The City’s head of planning has undoubtedly done some good for London, but he has failed to come up with a strategic vision for London’s skyline
Despite the Walkie-Talkie, Peter Rees has done some good for London. As keynote developers such as Stuart Lipton readily attest, he created a planning process far more conducive to the needs of developers and has been successful in attracting cutting edge modern architecture and some of the world’s most celebrated contemporary architects to the Square Mile.
But cities are not measured on how comfortable they make starchitects or developers feel, they are measured on the strength and clarity of their character and in this respect, Rees has irrevocably damaged London. Rees and the Corporation of London have recklessly propagated a skyscraper gold rush that they have consistently failed to imbue with a co-ordinated, strategic vision of what London’s skyline should be and, more pointedly, of what architecturally defines London and makes it unique.
Back in 2002 Rees stated that “[We] do not have a vision of how [London’s] skyline should be, but any attempt to say one is good, one is bad, is doomed to failure. What on earth is the point of urban planning if not to articulate a collective vision of what our cities should look like and be?

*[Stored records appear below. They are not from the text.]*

PR #1492, opened 2016-11-16
Request creation/edit looks up lat/long for address

### LINKED ISSUE #1398: Manual Request Creation - Latitude/Longitude Lookup
When creating a request via the admin UI and saving it via EditRequestCommandHandler we should call the Bing API to determine the latitude and longitude for storage in the DB.

We need these details when representing the requests on the map.

tonylambert:
Work in this PR

- [x] Leverage the IGeocoder object to fetch the lat/long for the request when it is saved.
- [x] Get Google GeoCoder keys in order to actually test this locally as by default its using the NullObject geocoder
- [x] Create unit tests around this handler
- [x] Explore where a "shared" location for the code that is duplicated between ImportRequestCommandHandler and EditRequestCommandHandler could live/belongs since I don't like the current duplication and creating a base class *GeoCoderRequestCommandHandler doesn't feel right to me (such that the base class could house the shared method. **Decision after exploration - Not worth the effort.**
- [x] Found a bug. If you edit a **Request** after creation, then command handler will explode and cause an HTTP 500 status code. Will fix this bug along with this PR. _I didn't log an issue for this, but can if there is a need to track it (the bug was present before this PR)._
- [x] Only update the lat/long of the **Request** when we detect an address changed when editing a **Request**.

Closes #1398

### DIFF
--- a/AllReadyApp/Web-App/AllReady.UnitTest/Areas/Admin/Features/Requests/EditRequestCommandHandlerShould.cs
+++ b/AllReadyApp/Web-App/AllReady.UnitTest/Areas/Admin/Features/Requests/EditRequestCommandHandlerShould.cs
@@ -1,18 +1,36 @@
 ﻿using AllReady.Areas.Admin.Features.Requests;
 using AllReady.Areas.Admin.ViewModels.Request;
+using AllReady.Models;
 using AllReady.Providers;
 using MediatR;
 using Moq;
 using System;
 using System.Threading.Tasks;
 using Xunit;
+using System.Linq;
 
 namespace AllReady.UnitTest.Areas.Admin.Features.Requests
 {
     public class EditRequestCommandHandlerShould : InMemoryContextTest
     {
+        private Request _existingRequest;
         protected override void LoadTestData()
         {
+            _existingRequest = new Request
+            {
+                Address = "1234 Nowhereville",
+                City = "",
+                Name = "",
+                DateAdded = DateTime.MinValue,
+                EventId = 1,
+                Phone = "555-555-5555",
+                Email = "something@example.com",
+                State = "WA",
+                Zip = "55555"
+            };
+
+            Context.Requests.Add(_existingRequest);
+            Context.SaveChanges();
         }
 
         [Fact]
@@ -24,6 +42,22 @@ namespace AllReady.UnitTest.Areas.Admin.Features.Requests
             var requestId = await handler.Handle(new EditRequestCommand { RequestModel = new EditRequestViewModel {  } });
 
             Assert.NotEqual(Guid.Empty, requestId);
+        }
+
+        [Fact]
+        public async Task UpdateRequestsThatAlreadyExisted()
+        {
+            var mockMediator = new Mock<IMediator>();
+            string expectedName = "replaced name";
+
+            var handler = new EditRequestCommandHandler(Context, new NullObjectGeocoder());
+            var requestId = await handler.Handle(new EditRequestCommand
+            {
+                RequestModel = new EditRequestViewModel { Id = _existingRequest.RequestId, Name = expectedName }
+            });
+
+            var request = Context.Requests.First(r => r.RequestId == _existingRequest.RequestId);
+            Assert.Equal(expectedName, request.Name );
         }
     }
 }
--- a/AllReadyApp/Web-App/AllReady.UnitTest/Areas/Admin/Features/Requests/EditRequestCommandHandlerShould.cs
+++ b/AllReadyApp/Web-App/AllReady.UnitTest/Areas/Admin/Features/Requests/EditRequestCommandHandlerShould.cs
@@ -40,8 +40,6 @@ namespace AllReady.UnitTest.Areas.Admin.Features.Requests
         [Fact]
         public async Task ReturnNewRequestIdOnSuccessfulCreation()
         {
-            var mockMediator = new Mock<IMediator>();
-
             var handler = new EditRequestCommandHandler(Context, new NullObjectGeocoder());
             var requestId = await handler.Handle(new EditRequestCommand { RequestModel = new EditRequestViewModel {  } });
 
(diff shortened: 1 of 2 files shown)


mgmccarthy:
@tonylambert, what Issue is this PR for?

mgmccarthy:
@tonylambert, what Issue is this PR for?

mgmccarthy:
@tonylambert, could you be more specific about the duplicated code  you need think needs to be eliminated?

tonylambert:
@mgmccarthy - Sure thing. In commit f3e4d24 there are lines focused on calling out to the geocoder:

```
            //If lat/long not provided, use geocoding API to get them
            if (request.Latitude == 0 && request.Longitude == 0)
            {
                //Assume the first returned address is correct
                var address = _geocoder.Geocode(request.Address, request.City, request.State, request.Zip, string.Empty)
                    .FirstOrDefault();
                request.Latitude = address?.Coordinates.Latitude ?? 0;
                request.Longitude = address?.Coordinates.Longitude ?? 0;
            }
```

This code was directly copy and pasted from ImportRequestsCommandHandler - https://github.com/HTBox/allReady/blob/96eca0e048cd4d3c8d1631844b8547053b0054dd/AllReadyApp/Web-App/AllReady/Areas/Admin/Features/Requests/ImportRequestsCommandHandler.cs#L32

Cities, especially London, may evolve organically but the buildings of which they are comprised do not. To assume that all that is required to guide the development of tall buildings in a historic city is a benign sprinkling of architectural fairy dust and inventive culinary doppelgangers amounts to a breathtaking abdication of responsibility at the exact point where it is needed most.
Rees’ tenure has recklessly propagated a skyscraper gold rush
Instead of a sensible tall buildings policy, we have perpetual platitudes about the value of contrast. Yes, part of the City’s innate dynamism comes from the juxtaposition of old and new and well designed and sensitively located tall buildings can undoubtedly contribute to this drama. But contrast is never more important than context.
Rees justifies the disfigurement of much of the City’s historic fabric by celebrating the contrast between New York’s St Patrick’s Cathedral and the canyon of skyscrapers that surround it. But in New York, it is the skyscrapers that form the overriding context and identity of the city and this is not in any way threatened by the cathedral. Whereas the City’s urban character is primarily drawn from its historic fabric and yet it is this that is consistently terrorised by the gulag of high-rises Rees has encouraged.
The failure to articulate a vision for tall buildings in London is not the fault of Rees or the City alone. The autonomy of the boroughs and the indifference of the mayor and the GLA have also played their corrosive part too. But Rees set a toxic precedent of planning irresponsibility that has now been successfully exported with hundreds of towers now mushrooming across London in complete isolation, a development which Rees himself bemoans. Thanks to his efforts, not only does the genie refuse to go back in the bottle, but the bottle itself and much of London’s unique architectural character with it, has been smashed.